» **Problem requirements**:
Where the records hold the string "chainRegistry", show the whole line it sits on.

Stored data:
§
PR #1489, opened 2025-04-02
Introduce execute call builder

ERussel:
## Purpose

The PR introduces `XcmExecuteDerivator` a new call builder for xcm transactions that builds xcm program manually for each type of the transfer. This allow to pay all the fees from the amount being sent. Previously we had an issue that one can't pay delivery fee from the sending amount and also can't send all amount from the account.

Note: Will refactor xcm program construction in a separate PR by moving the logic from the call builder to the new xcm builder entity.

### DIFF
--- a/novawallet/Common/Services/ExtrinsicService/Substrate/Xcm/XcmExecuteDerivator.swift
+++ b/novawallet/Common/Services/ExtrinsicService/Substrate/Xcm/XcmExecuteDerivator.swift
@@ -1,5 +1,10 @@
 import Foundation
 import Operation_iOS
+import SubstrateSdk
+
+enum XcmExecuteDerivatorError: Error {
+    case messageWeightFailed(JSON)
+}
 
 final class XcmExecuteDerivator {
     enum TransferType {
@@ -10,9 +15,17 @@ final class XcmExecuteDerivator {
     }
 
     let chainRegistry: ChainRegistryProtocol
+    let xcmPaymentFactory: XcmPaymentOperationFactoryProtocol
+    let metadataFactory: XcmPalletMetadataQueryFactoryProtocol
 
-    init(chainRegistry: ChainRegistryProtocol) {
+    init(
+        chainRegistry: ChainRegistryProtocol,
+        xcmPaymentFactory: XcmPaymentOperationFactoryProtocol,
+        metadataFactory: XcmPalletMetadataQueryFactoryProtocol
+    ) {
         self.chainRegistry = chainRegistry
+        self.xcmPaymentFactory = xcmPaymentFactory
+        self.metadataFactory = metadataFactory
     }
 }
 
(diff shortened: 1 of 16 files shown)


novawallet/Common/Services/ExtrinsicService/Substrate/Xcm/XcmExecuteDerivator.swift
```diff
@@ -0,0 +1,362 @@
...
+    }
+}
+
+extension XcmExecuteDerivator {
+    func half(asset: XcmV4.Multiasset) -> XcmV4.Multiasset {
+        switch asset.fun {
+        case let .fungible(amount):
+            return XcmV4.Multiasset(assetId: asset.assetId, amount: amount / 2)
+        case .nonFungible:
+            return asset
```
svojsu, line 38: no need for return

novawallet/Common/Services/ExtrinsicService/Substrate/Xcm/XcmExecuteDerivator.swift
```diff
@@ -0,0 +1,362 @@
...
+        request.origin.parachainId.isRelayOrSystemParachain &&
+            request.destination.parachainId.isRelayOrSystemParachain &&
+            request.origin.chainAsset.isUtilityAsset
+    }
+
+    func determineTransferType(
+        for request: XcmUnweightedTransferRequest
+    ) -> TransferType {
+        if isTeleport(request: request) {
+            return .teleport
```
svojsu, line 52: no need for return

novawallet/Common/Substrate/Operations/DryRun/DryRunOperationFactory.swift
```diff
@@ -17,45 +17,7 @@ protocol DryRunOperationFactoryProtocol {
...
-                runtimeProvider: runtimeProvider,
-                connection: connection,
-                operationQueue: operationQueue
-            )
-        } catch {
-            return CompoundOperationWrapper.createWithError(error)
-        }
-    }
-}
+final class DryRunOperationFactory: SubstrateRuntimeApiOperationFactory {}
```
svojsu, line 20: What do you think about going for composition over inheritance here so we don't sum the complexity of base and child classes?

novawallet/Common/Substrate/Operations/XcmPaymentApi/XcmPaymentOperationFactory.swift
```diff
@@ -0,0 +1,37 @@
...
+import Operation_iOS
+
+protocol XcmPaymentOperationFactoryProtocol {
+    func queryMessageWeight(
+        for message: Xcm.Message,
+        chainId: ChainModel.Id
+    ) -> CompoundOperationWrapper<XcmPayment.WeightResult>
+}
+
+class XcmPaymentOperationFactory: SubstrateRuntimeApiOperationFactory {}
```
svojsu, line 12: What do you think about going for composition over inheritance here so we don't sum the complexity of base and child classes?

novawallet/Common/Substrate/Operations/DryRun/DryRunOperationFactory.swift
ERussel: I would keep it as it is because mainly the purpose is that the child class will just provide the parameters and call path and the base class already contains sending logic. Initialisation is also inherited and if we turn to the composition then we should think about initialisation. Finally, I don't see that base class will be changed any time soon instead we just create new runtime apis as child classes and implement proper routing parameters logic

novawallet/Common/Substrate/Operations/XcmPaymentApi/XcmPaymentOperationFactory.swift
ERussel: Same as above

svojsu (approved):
§
» **Response to this task**:
     let chainRegistry: ChainRegistryProtocol
-    init(chainRegistry: ChainRegistryProtocol) {
+        chainRegistry: ChainRegistryProtocol,
         self.chainRegistry = chainRegistry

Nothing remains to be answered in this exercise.